Je repars rejoindre Eric et Joana, cette fois-ci accompagnés de Pedro, grand dégingandé à casquette posé sur la tête, plutôt cool. Contrairement au couple, il ne parle pas anglais, ça limite un peu. Eric m’invite chez lui, juste à côté, où ils vivent à deux ; faire une soirée dans un appartement particulier c’est un de mes grands projets ici, donc je le suis, et c’est très sympa. On se retrouve à sortir les instruments dans son salon, bien fun.

On finit la soirée sur les marches carrelées de Lapa, à chanter I Will Survive avec deux autres guitaristes.

***
Cette dernière chanson a été l’objet d’un stand-up que j’ai vu à Galway, qui disait globalement :

I Will Survive est la chanson ultime de libération de la femme, qui soulève le mieux le désir d’indépendance et de liberté dans un monde machiste. On peut lier sa qualité au fait qu’elle ait été écrite par deux hommes.
Aussi, bon, « I should have changed that stupid lock », évidemment elle a pas pu le faire, parce que c’était un travail d’homme.

Voilà, bisou à toutes.

Lundi 13 août – Leçon 1 du rusé linguiste : évite d’avoir la langue qui fourche

Musique du jour : Les soirées aux environs de Moscou

Pas de photo aujourd’hui, alors pour commencer :

Voilà, maintenant j’ai votre attention…
Aussi ça me sert pour détecter les spambots :
si tu n’as pas dit ou pensé très fort « aaaawwww… » c’est que tu n’es pas humain, tu peux aller voir ailleurs si j’y suis espèce de robot à spams !

Musique du jour en russe, jeu de mots anglophone vaseux en titre, mais oui c’est l’heure de la linguistique à deux reais d’Arthur L. !

Le russe et le portugais sont évidemment deux langues complètement différentes séparées par tout un tas de paramètres (« wow quel érudit » dit le lecteur émerveillé après cette première phrase ; pouêt, va voir sur Wikipedia pour ça).

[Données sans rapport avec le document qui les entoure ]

PR #2075, opened 2025-04-13
CUDA backend: backbone

zcbenz:

This PR adds backbone facilities for CUDA backend, and implements the `Arange` primitive.

Notes:

* ~I only tested building with CUDA 11.7, for machines with CUDA 12 there are likely building errors.~
* The code uses `mxcuda` as namespace instead of `cuda`, because when using `cuda::xxx` inside the `mlx::core` namespace, for many cases C++ would only search `xxx` in the global `::cuda` namespace imported by cuda headers and then complain symbol not found.
* There are 2 types of `Event` implementations: one is fast but only synchronizes GPU tasks, one is slow but can synchronize between CPU/GPU. It is dynamically chosen based on how `Event` is used.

Cependant, il y a quand même des rapprochements, et c’est ça qui est étrange. Pas de mots transparents entre les deux langues, comme il peut y en avoir entre les langues latines (et ce qui me fait me mélanger entre portugais et espagnol, mais me sauve à d’autres moments) ; plutôt, l’utilisation de mêmes voyelles et consonnes. « Bah oui tout le monde utilise les mêmes voyelles et consonnes, Chomsky de bas étage », rétorquera le lecteur de moins en moins émerveillé, mais :
1) l’alphabet russe n’est pas le même donc ce n’est si évident,
2) le français et l’anglais ont beaucoup moins tendance à utiliser des o et des a partout,
3) c’est stupide, évidemment que non, les sons sont complètement différents entre l’anglais, le portugais, le français, le chinois, même l’espagnol ! Va faire dire « bavaroise au chocolat » à une Mexicaine et on en reparle.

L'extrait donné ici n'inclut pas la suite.